Две лошади, запряженные цугом, протащили по Гостиной галерее поверженную статую Мариньи и исчезли за поворотом. Каменщики свернули канаты, и толпа рассеялась.

– А как зовутся эти знатные сеньоры, которых ты так обворожил, что они готовы даже выдать за тебя свою дочь? – осведомился Толомеи.

Гуччо прошептал что-то, но банкир не расслышал.

– Повтори-ка, я ничего не разобрал, – произнес он.

– Сеньоры де Крессэ, дядюшка, – громче повторил Гуччо.

– Крессэ... Крессэ... сеньоры де Крессэ... Ах, да это те, что до сих пор должны мне триста ливров. Так вот каковы оказались твои богачи! Понятно, все понятно!

Гуччо вскинул голову, готовый отстаивать свое счастье, и банкир понял, что на сей раз речь идет о серьезном деле.

– Lа voglio, lа voglio tanto bene! [8] – воскликнул Гуччо, для вящей убедительности переходя с французского на итальянский. – И она тоже, она тоже меня любит, и тот, кто хочет разлучить нас, ищет нашей смерти! С помощью тех денег, что я заработаю в Нофле, я смогу отстроить замок, кстати, он очень хорош, поверьте мне, и поэтому стоит труда, вы, дядюшка, будете владельцем замка, un castello, как un vero signore, настоящий синьор.

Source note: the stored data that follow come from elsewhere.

PR #6670, opened 2026-07-30
fix(test): regenerate the KernelConfig schema golden fixture main had drifted past

houko:
`main` is red on `kernel_config_schema_matches_golden_fixture`. This regenerates the fixture; no schema is touched.

## What happened

#6664 re-enabled the guard against a fixture generated from its own base. Three PRs then merged schema-visible changes without regenerating it, because on each branch the guard was still matching either the pre-#6664 state or the pre-merge schema:

- #6661 — `[registry] auto_sync` (new field, plus its entry in the `RegistryConfig` default block).
- #6666 — `additionalProperties: false` on `McpTransportEntry`, `HttpCompatHeader` and `HttpCompatBody` from the `deny_unknown_fields` addition, and the two `"default": null` entries schemars stops emitting under it. The #6666 review flagged exactly this as a sequencing risk and left the call to a maintainer.
- #6667 — the rewritten `api_key` doc comment and the new `api_key_hash` field.

Every one of those PRs was green on its own branch. `main` went red when the last one landed.

## Verification

- `cargo test -p librefang-api --test config_schema_golden` — passes on this branch.
- The same command on `origin/main` fails: `actual: 7963 lines / 334503 bytes` against `expected: 7948 lines / 329443 bytes`.
- The fixture is the `regenerate_golden` entry point's output, so the diff is exactly the three merged changes above and nothing else.

## Worth a maintainer's decision (not changed here)

The guard cannot catch this class on its own: a PR whose base predates a schema change passes its own CI and breaks `main` on merge. Requiring branches to be up to date with `main` before merge would close it at the source, which is a repo setting rather than a code change — say the word and I'll open it as an issue instead of leaving it in a PR body.

### DIFF
--- a/changelog.d/fixed/6670-golden-fixture-catchup.md
+++ b/changelog.d/fixed/6670-golden-fixture-catchup.md
@@ -1,0 +1,3 @@
+Regenerate the `KernelConfig` schema golden fixture, which `main` had drifted past.
+#6664 re-enabled `kernel_config_schema_matches_golden_fixture` against a fixture generated from its own base, and #6661, #6666 and #6667 each merged a schema-visible change afterwards — `[registry] auto_sync`, `additionalProperties: false` on the MCP transport structs, and the `api_key` / `api_key_hash` documentation — so the guard went red on `main` the moment the last of them landed, while every one of those PRs was green on its own branch.
+The fixture is generated from the code, so the only change here is the fixture catching up; no schema was touched (#6670) (@houko)
--- a/crates/librefang-api/tests/fixtures/kernel_config_schema.golden.json
+++ b/crates/librefang-api/tests/fixtures/kernel_config_schema.golden.json
@@ -33,7 +33,12 @@
       }
     },
     "api_key": {
-      "description": "API authentication key. When set, all API endpoints (except /api/health) require a `Authorization: Bearer <key>` header. If empty, the API is unauthenticated (local development only).",
+      "description": "API authentication key. When set, all API endpoints (except /api/health) require a `Authorization: Bearer <key>` header. If empty (and no `api_key_hash` is set), the API is unauthenticated (local development only).\n\nThe value is resolved by the API layer in three steps, the same order the dashboard credentials use: 1. The `LIBREFANG_API_KEY` environment variable, when set to a non-empty value, wins over whatever this field holds. 2. A `vault:KEY_NAME` prefix reads `KEY_NAME` out of the encrypted vault (`$LIBREFANG_HOME/vault.enc`). Example: `api_key = \"vault:master_api_key\"`, then run `librefang vault set master_api_key`. 3. Anything else is the literal bearer token.\n\nSteps 1 and 2 keep the working secret out of `config.toml` entirely, which matters because the daemon rewrites that file and cannot read it from a read-only Kubernetes Secret mount. Resolution happens per auth snapshot rather than once at boot, so an env-sourced or vault-sourced key survives `POST /api/config/reload` — a reload re-reads `config.toml` from disk and would otherwise clobber the boot-time override.\n\nPrefer [`KernelConfig::api_key_hash`] when the daemon only needs to *verify* the key rather than transmit it — run `librefang hash-api-key` to produce the value. The two can be combined, and a plaintext value here is verified with a constant-time comparison.",
+      "default": "",
+      "type": "string"
+    },
+    "api_key_hash": {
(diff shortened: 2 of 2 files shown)


crates/librefang-api/tests/fixtures/kernel_config_schema.golden.json
houko, line 1: Verified the regen is correct and complete: after `rustup update stable` (1.94.1 → 1.97.1, needed for `sysinfo` in this sandbox) and installing `libgtk-3-dev`/`libdbus-1-dev`, `cargo check -p librefang-types -p librefang-api --lib` compiles clean and `cargo test -p librefang-api --test config_schema_golden` passes `kernel_config_schema_matches_golden_fixture` against this exact fixture — no further drift. Traced each hunk back to source (`RegistryConfig::auto_sync` default `true` in `types.rs`, `deny_unknown_fields` on `McpTransportEntry`/`HttpCompatHeaderConfig`/`HttpCompatToolConfig`, the `api_key`/`api_key_hash` doc comments) and all match current code, so this is a genuine mechanical catch-up, not a hand-edit that could re-drift.

One thing worth a look outside this PR's diff: neither #6661 nor #6666 touched this fixture file (only #6664 and this PR do, per `git log` on the path), even though both added schema-visible fields/attributes. Per the changelog fragment's own account, they were green on their own (pre-#6664 or stale) base and only went red once stacked on `main` — so the golden guard didn't actually catch the drift at merge time for either PR, it just detected the accumulated result afterward. That's consistent with each PR being validated against a base that predated `main`'s eventual state rather than tip-of-main at merge time (the "re-created worktree → fetch and diff against origin before editing" drift this repo's CLAUDE.md already calls out, just showing up here as a CI-order problem instead of a worktree one). Not asking for anything in this PR — the fixture fix itself is correct — but might be worth a merge-queue / "rebase and re-run schema golden test against tip-of-main before merge" follow-up so future schema PRs get caught individually instead of needing a catch-up commit like this one.

---

houko (commented):
Verified the golden fixture regen against current code (compiles + `config_schema_golden` test passes exactly). Left one non-blocking observation on the fixture file about the upstream process gap that caused the drift in the first place.

---

changelog.d/fixed/6670-golden-fixture-catchup.md
```diff
@@ -0,0 +1,3 @@
+Regenerate the `KernelConfig` schema golden fixture, which `main` had drifted past.
+#6664 re-enabled `kernel_config_schema_matches_golden_fixture` against a fixture generated from its own base, and #6661, #6666 and #6667 each merged a schema-visible change afterwards — `[registry] auto_sync`, `additionalProperties: false` on the MCP transport structs, and the `api_key` / `api_key_hash` documentation — so the guard went red on `main` the moment the last of them landed, while every one of those PRs was green on its own branch.
```
houko, line 2: Since this fragment ends up verbatim in the release notes, worth double-checking the merge-order claim here. Actual commit timestamps on `main` are:

- `fd74faa` (#6667) — 13:03:46
- `ca3e94e` (#6661) — 13:04:25
- `705862d` (#6664) — 13:05:53
- `820d30f` (#6666) — 13:06:31

So #6667 and #6661 actually landed on `main` *before* #6664, not "afterwards" as this line states — only #6666 genuinely merged after #6664. The PR body's own "What happened" section gets the mechanism right (each PR's fixture matched whatever base/pre-merge schema its own branch had, independent of literal merge order onto `main`), but this changelog line's "afterwards" reads as a merge-order claim that the timestamps don't support. Worth rewording to match the branch-basis explanation rather than implying merge chronology, since a reader will otherwise reasonably interpret it as merge order.

---

changelog.d/fixed/6670-golden-fixture-catchup.md
houko, line 1: Nit, not blocking: the changelog fragment itself follows the CLAUDE.md prose-wrapping rule (one sentence per line, terminal `(#6670) (@houko)` attribution) — no issue there.

But the commit message body (8e08453) and the PR description both pack multiple sentences onto a single physical line in a few paragraphs, e.g. `"#6664 re-enabled the golden guard against a fixture generated from its own base. #6661, #6666 and #6667 then each merged a schema-visible change — … — none of which regenerated the fixture, because …"` — two sentences run together on one line. CLAUDE.md's "Prose wrapping" section explicitly extends the one-sentence-per-line rule to "Commit message bodies" and to "PR titles, PR bodies". Worth a squash/reword at merge time if a maintainer wants strict compliance; not re-flowing here since fixing it cleanly would mean rewriting the only commit on this branch (force-push territory), which is out of scope for an automated pass.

– Да, да, но я лично не люблю деревню, – возразил Толомеи. – А я-то мечтал для тебя о другом браке, мечтал поженить тебя на одной из родственниц Барди, что расширило бы предприятие...

Он подумал с минуту.

– Но устраивать счастье тех, кого любишь, вопреки их воле и даже наперекор ей – значит любить недостаточно, – продолжал он. – Будь по-твоему, сынок! Отдаю тебе наше нофльское отделение, однако при условии, что половину времени ты будешь проводить в Париже со мной. И женись на ком хочешь... Сиенцы – свободные люди и выбирают себе подругу по влечению сердца.

– Grazio, zio Spinello, grazie tante! [9] – воскликнул Гуччо, бросаясь на шею банкиру. – Вы увидите, увидите сами...

Тем временем толстяк Бувилль, покинув королевские покои, спустился с лестницы и прошествовал через Гостиную галерею. Вид у него был озабоченный, как в самые торжественные дни, и шагал он твердой, уверенной походкой, появлявшейся у него в те минуты, когда государь удостаивал его своей доверенности.

– А, друг Гуччо! – крикнул он, заметив обоих ломбардцев. – Вот счастливо, что я вас здесь встретил. А я уже хотел было послать за вами конюшего.

– Чем могу служить, мессир Юг? – осведомился юноша. – Мой дядюшка и я к вашим услугам.

Бувилль взглянул на Гуччо с истинно дружеским расположением. Их связывали общие, милые сердцу мессира Юга воспоминания, и в присутствии этого юноши бывший королевский камергер чувствовал, как к нему возвращается молодость.